● **TASK DESCRIPTION**
Look below for the lines from the one with "Thanks for the patch." to the one with "PR #97, opened 2015-06-24", and copy exactly those lines, both ends included.

======

PR #77, opened 2014-06-11
Add submodule recursive init/update after branch checkout in git build

sanmiguel:
SD-erlang OTP fork (https://github.com/release-project/otp) uses a submodule to bring in `percept2` application. This causes the build to fail.

This PR adds a (possibly naive) `git submodule update --init --recursive` **after** checking out the required branch

### DIFF
--- a/kerl
+++ b/kerl
@@ -283,6 +283,12 @@ do_git_build()
         rm -Rf "$KERL_BUILD_DIR/$3"
         exit 1
     fi
+    git submodule update --init --recursive > /dev/null 2>&1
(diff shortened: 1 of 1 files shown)


mrallen1:
Ohai! What should we do with this PR?

sanmiguel:
Good question: I haven't actually touched SD-erlang since submitting this PR and it doesn't look like it's been touched since Dec '14.

I think we should probably just shelve this for now.

mrallen1:
I'm going to close it then.

PR #78, opened 2014-06-12
move sed to a var and use gsed on OpenBSD

qbit:
OpenBSD's sed doesn't have -i. This diff splits it out into a var so it can be changed as needed.


qbit:
OpenBSD has a -i now, I am going to close this :D

PR #85, opened 2014-10-23
support "export KERL_BASE_DIR=/path/to/KERL_BASE_DIR # default $HOME/.kerl"

cola1129:


mrallen1:
Thanks for the patch. I don't understand the intent of this PR - can you help me understand the rationale behind the change?

sanmiguel:
I think this might have been addressed by #116 - @cola1129 can you confirm that what you wanted was to be able to do something like:

```
$ export KERL_BASE_DIR="/some/path/to/somewhere"
$ kerl build ...
```
and have `kerl` use `/some/path/to/somewhere` as it's base directory?

If so, that should definitely now be possible after #116

mrallen1:
I'm going to close this since we haven't heard anything further. Please open a new ticket if needed.

PR #92, opened 2015-01-07
Fix Darwin LLVM detection

orien:
LLVM is now specified with CAPS. We should search in a non-case sensitive way (`grep -i`).

Also prevent printing to STDERR when checking the version.


yrashk:
Thanks!

PR #97, opened 2015-06-24
Escape angle brackets

legoscia:
This way, the placeholders show up in the HTML output.


mrallen1:
We just merged #105 which addresses this issue too. Thanks.

PR #101, opened 2015-07-03
Build a Dialyzer PLT when installing a build

erszcz:
It's convenient to have a global PLT with all Erlang/OTP apps to reuse in multiple projects and cut down on time needed to build a per-project PLT.
This PR makes it possible to define a `KERL_BUILD_PLT` (on the command line or in `.kerlrc`) variable, which if set will make `kerl` build a PLT of all apps going into an installation. `kerl plt` will print availability of a PLT for the active installation. Such a modification was also made to `kerl status`.
Tested with 17.1 and 18.0 - no problems encountered.

This is based on top of #100 issued separately.


tomekowal:
:+1:

mrallen1:
Really like this idea. :+1: What do you think @sanmiguel?

sanmiguel:
Agreed @mrallen1 - this seems like something that would be very useful. :+1:

mrallen1:
I think we want to refactor how documentation get built even further, but this is a nice 1st step.

PR #110, opened 2016-02-03
Auto add OpenSSL path on El Capitan

mrallen1:
Apple officially removed OpenSSL libraries from El Capitan, so Erlang builds that rely on Xcode (which used to work) will now be built without functional crypto applications.  This patch auto-adds the header/library location so that Erlang releases will build with functional crypto on El Capitan.

There's probably a better way to do this but this seems to work ok.

### DIFF
--- a/README.md
+++ b/README.md
@@ -3,7 +3,7 @@ kerl
 
 Easy building and installing of [Erlang/OTP](http://www.erlang.org) instances
 
-Kerl aims to be shell agnostic and its only dependencies, excluding what's required to actually build Erlang/OTP, are curl and git.
+Kerl aims to be shell agnostic and its only dependencies, excluding what's required to actually build Erlang/OTP, are `curl` and `git`.
 
 All is done so that, once a specific release has been built, creating a new installation is as fast as possible.
 
@@ -64,7 +64,7 @@ Note that named builds allow you to have different builds for the same Erlang/OT
     Building Erlang/OTP R14B02 (r14b02_hipe), please wait...
     Erlang/OTP R14B02 (r14b02_hipe) has been successfully built
 
-(Note that kerl uses the otp_build script internally, and './otp_build configure' disables HiPE on linux)
+(Note that kerl uses the otp_build script internally, and `./otp_build configure` disables HiPE on linux)
 
 You can verify your build has been registered:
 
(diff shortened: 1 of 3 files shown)


tburghart:
Suggestions:

Confirm that there are no conflicting SSL options in `KERL_CONFIGURE_OPTIONS` before adding this.

Confirm that `/usr/include/openssl` and /usr/local/include/openssl` are not already present - many developers amy have already added them.

Starting with OTP-17, the `--with-ssl-incl=` option is preferable, as it doesn't affect the library search path.

mrallen1:
What do you think about this revision @tburghart?

tburghart:
More comments (aren't you glad you asked?):

The current PR only applies to non-Git builds, but it really should run in Git and non-Git builds equally.

I don't *think* the compiler will look in `/usr/local/include/openssl` by default on OS X, so the user would have had to have set `--with-ssl=/usr/local` to look there anyway ... though I could be wrong.

Also, OTP-17 added the `--with-ssl-incl` switch to look in the specified path *only* for the headers and assume the libraries themselves were still on the system path, which is what you want given the choice. I don't see an obvious source of the target release (the `$otp_release` variable in my code below) at the point when the configure options are currently being calculated, but the presence of the file `$ERL_TOP/OTP_VERSION` coincides with OTP-17 as a cheap-n-dirty version check if the calculation is moved to after the source tree is downloaded.

With that, I believe the logic should be:

```bash
if echo -n "$KERL_CONFIGURE_OPTIONS" | egrep -qvw 'ssl' \
&& [ "$KERL_SYSTEM" == 'Darwin' ] \
&& [ `uname -r | cut -d. -f1` -gt 14 ] \
&& [ ! -d '/usr/include/openssl' ]
then
    xc_ssl='/Applications/Xcode.app/Contents/Developer/Toolchains/XcodeDefault.xctoolchain/usr/lib/swift-migrator/sdk/MacOSX.sdk/usr'
    if [ -d "$xc_ssl/include/openssl" ]
    then
        if [ $otp_release -ge 17 ]
        then
            KERL_CONFIGURE_OPTIONS="$KERL_CONFIGURE_OPTIONS --with-ssl --with-ssl-incl=$xc_ssl"
        else
            KERL_CONFIGURE_OPTIONS="$KERL_CONFIGURE_OPTIONS --with-ssl=$xc_ssl"
        fi
    else
        echo 'WARNING: No OpenSSL library was found in the usual places. Your Erlang will be built without crypto support!'
    fi
    unset xc_ssl
fi
```

vat-sqor:
is anyone working on getting this, or something like it merged? 
i spent like an hour today trying to build erlang w/ kerl before finding this PR :(

mrallen1:
I'm definitely working on it, yep. :) I just haven't incorporated @tburghart's latest suggestion into this patch. 

As far as merging it, unless @yrashk approves or hands out commit bits not sure what else can be done. It's definitely a pretty irritating situation though.

mrallen1:
OK, rebased and ready for review. I added a shell function to pull out the OTP release from the build request. This only works for tarball builds right now because git tags can be anything.

mrallen1:
Ugh. This isn't what I wanted at all. Going to close this and start a new one.

PR #299, opened 2018-08-11
clone repos with the smallest depth for speed and space

fenollp:
Since kerl first does a mirror clone (to act as a cache) this optimization
cannot be used on these clones.

Needs https://github.com/kerl/kerl/pull/298 to be merged first to ensure things still work.


fenollp:
@mrallen1 Thoughts on this?

mrallen1:
Seems like a good idea as long as people are just using the checkouts to build from and not, say, as some kind of development kickstart.

fenollp:
Yes I’m annoyed by this removing the possibility of using these clones as checkouts too. 
I wanted to save some time on the first clone anyway so this didn’t really achieve what I wanted.

PR #300, opened 2018-09-08
Added a tmp_dir var

Awlexus:
I need the script to also use a custom tmp-dir, so I implemented that.

Context: I had the crazy idea to install erlang on android, where I don't have access to `/tmp`


fenollp:
Would be nice to mention the introduced env variable in the README. 
I’m curious: isn’t it easier to cross compile Erlang for Android? I have no experience crosscompiling Erlang though.

Awlexus:
Sorry, didn't think about that. I mentioned it under the section ["Using shell export command in .kerlrc"](https://github.com/Awlexus/kerl/blob/master/README.md#using-shell-export-command-in-kerlrc)

Tbh, I don't know much about cross compiling. I just wanted to give it a shot, since I have gcc installed in Termux. I honestly wish I had known about it, **before** I compiled it on my raspberry pi...

mrallen1:
Thanks for the PR and the idea.

PR #304, opened 2018-10-03
if not supplied with a build name use the release name (fixes #303)

### LINKED ISSUE #303: if not supplied with a build name use the release name
When doing

```
kerl build 20.3.2
```

kerl complains about the name of the build to be missing.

======

● **OUTPUT**
Thanks for the patch. I don't understand the intent of this PR - can you help me understand the rationale behind the change?

sanmiguel:
I think this might have been addressed by #116 - @cola1129 can you confirm that what you wanted was to be able to do something like:

```
$ export KERL_BASE_DIR="/some/path/to/somewhere"
$ kerl build ...
```
and have `kerl` use `/some/path/to/somewhere` as it's base directory?

If so, that should definitely now be possible after #116

mrallen1:
I'm going to close this since we haven't heard anything further. Please open a new ticket if needed.

PR #92, opened 2015-01-07
Fix Darwin LLVM detection

orien:
LLVM is now specified with CAPS. We should search in a non-case sensitive way (`grep -i`).

Also prevent printing to STDERR when checking the version.


yrashk:
Thanks!

PR #97, opened 2015-06-24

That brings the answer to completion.